Photosynthesis Notes

C1: Photosynthesis

Plants, algae, and some bacteria undergo photosynthesis.
Photosynthesis takes place in the chloroplasts of plants.
Two types of reactions allow for photosynthesis to occur: light-dependent and light-independent reactions.
Photosynthesis combines carbon dioxide, water, and energy from the sun to synthesize glucose.

Chloroplasts are the site of photosynthesis.
They are bound by an inner and outer membrane.
The inner fluid of the chloroplast is known as the stroma, which contains a concentrated mixture of proteins and other chemicals used in the synthesis of glucose.
Flattened, interconnected sacs called thylakoids contain chlorophyll.
Chlorophyll is a green-colored molecule (pigment) responsible for trapping solar energy.
Thylakoids are stacked in structures called grana, which are connected by lamellae.

Occur in the thylakoid membrane of the chloroplast.
Stage 1: Capturing solar energy and transferring it to electrons through splitting of water.
Stage 2: Using energy to make ATP and transferring electrons to make NADPH.

i. Photosystems
ii. Oxidation and Reduction Reactions
iii. Electron Transport Chain

Photosystems are clusters of chlorophyll and other pigments embedded in the thylakoid membrane.
Chloroplasts have two different photosystems:
- Photosystem I (PSI)
- Photosystem II (PSII) - Comes first in the light reaction!

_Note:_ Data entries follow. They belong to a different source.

Issue #14158, opened 2016-08-30
Deprecate `renderToElement`


chancancode:

runspired:
@chancancode so long as there is still a way to manually instantiate a component and render it :D

miguelcobain:
@runspired there is still `appendTo` as I understand it.

Gaurav0:
appendTo is private. Please do not deprecate this unless there is another public way to render a component programmatically.

miguelcobain:
`renderToElement` is public? I'd be surprised if it was.

rwjblue:
@Gaurav0 - As mentioned in https://github.com/emberjs/ember.js/pull/14482#issuecomment-254623792, neither is public today.  Would love an RFC to make a public mechanism for programmatic creation of components.

Also, lets centralize conversation on the topic instead of spreading it all over the place (making it hard for others to follow)?

rwjblue:
Closed by #14482

PR #14482, opened 2016-10-16
Deprecate renderToElement

josemarluedke:
This implements #14158. 

Deprecation guide: emberjs/website#2702.

### DIFF
--- a/packages/ember-views/lib/mixins/view_support.js
+++ b/packages/ember-views/lib/mixins/view_support.js
@@ -215,10 +215,21 @@ export default Mixin.create({
     @method renderToElement
     @param {String} tagName The tag of the element to create and render into. Defaults to "body".
     @return {HTMLBodyElement} element
+    @deprecated Use appendTo instead.
     @private
   */
   renderToElement(tagName) {
     tagName = tagName || 'body';
+
+    deprecate(
+      `Using the \`renderToElement\` is deprecated in favor of \`appendTo\`. Called in ${this.toString()}`,
+      false,
+      {
+        id: 'ember-views.render-to-element',
+        until: '2.12.0',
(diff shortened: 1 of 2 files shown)


packages/ember-views/lib/mixins/view_support.js
```diff
@@ -215,11 +215,22 @@ export default Mixin.create({
...
   */
   renderToElement(tagName) {
     tagName = tagName || 'body';
 
+    deprecate(
+      `Using the \`renderToElement\` is deprecated in favor of \`appendTo\`. Called in ${this.toString()}`,
+      false,
+      {
+        id: 'ember-views.render-to-element',
+        until: '3.0.0',
```
josemarluedke: Not sure if 3.0.0 is the intended version to drop this, can someone confirm?

Gaurav0:
`appendTo` is private. Please do not merge this unless there is another public way to render a component programmatically.

rwjblue:
> appendTo is private. Please do not merge this unless there is another public way to render a component programmatically

@Gaurav0 - That really isn't a compelling motivation. Both `renderToElement` and `appendTo` are private, this is just deprecating one private mechanism for another.

I totally agree that we should have a public API for this though, maybe you can try your hand at writing the RFC if this is something you need?

packages/ember-views/lib/mixins/view_support.js
rwjblue: I believe this would be `until: '2.12.0'`

chancancode: 👍

josemarluedke: Will update this then.

josemarluedke: Updated!

rwjblue:
Thank you @josemarluedke!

Light strikes chloroplasts, and photons excite chlorophyll molecules imbedded in thylakoid membranes.
Chlorophyll captures light energy by absorbing photons and passing the energy to electrons.
Energy is transferred to the reaction center.
Light energy causes photolysis (splits water).
Photolysis occurs in the thylakoid lumen, where water is divided into hydrogen ions, oxygen, and electrons.
Oxygen is made and released into the atmosphere (leaves through the stomata!).
H+ ions are formed and remain in the lumen.

Electrons are excited and move from the lumen to chlorophyll molecules in photosystem II.
Electrons are then transferred to photosystem I via the electron transport chain.

Found along the thylakoid membrane.
Electrons move along this membrane, releasing energy as they move.
Movement occurs in a “step-by-step” way.
Electrons pass from one carrier to another, moving down the ETC as redox reactions occur.

Electrons move from PSII to PSI using the ETC.
Every step down the excited electron takes, it gives up some stored (potential) energy.
This energy is used to make ATP.
Once the electron reaches PSI, it is hit with light again and excited.
The energy released by photosystem I is used to rejoin the high-energy electrons with the hydrogen ions and NADP^+ to produce NADPH, the final electron acceptor.

H^+ ions would likely diffuse back across, but the membrane is impermeable to them.
When the electrons are passed down the ETC from PSII to PSI, the energy released is used to pull H^+ ions into the thylakoid lumen against the concentration gradient.
This creates a positive charge in the thylakoid lumen and a steep concentration gradient.
ATP synthase, embedded in the thylakoid membrane, provides the only pathway for the H^+ ions to move out.
The process for synthesizing ATP using the energy from a H^+ gradient and the ATP synthase enzyme is called CHEMIOSMOSIS.

Photosynthesis uses electrons to transfer energy.
Electrons are passed around in the process.
Something loses the electrons, and something else gains them.
When electrons transfer in a chemical equation, this is called a redox reaction. Chemical Equation example: Xe^- + Y \rightarrow X + Ye^-

LEO the lion says GER!
- LEO: Oxidation = LOSS of electrons (reducing agent).
- GER: Reduction = GAIN of electrons (oxidizing agent).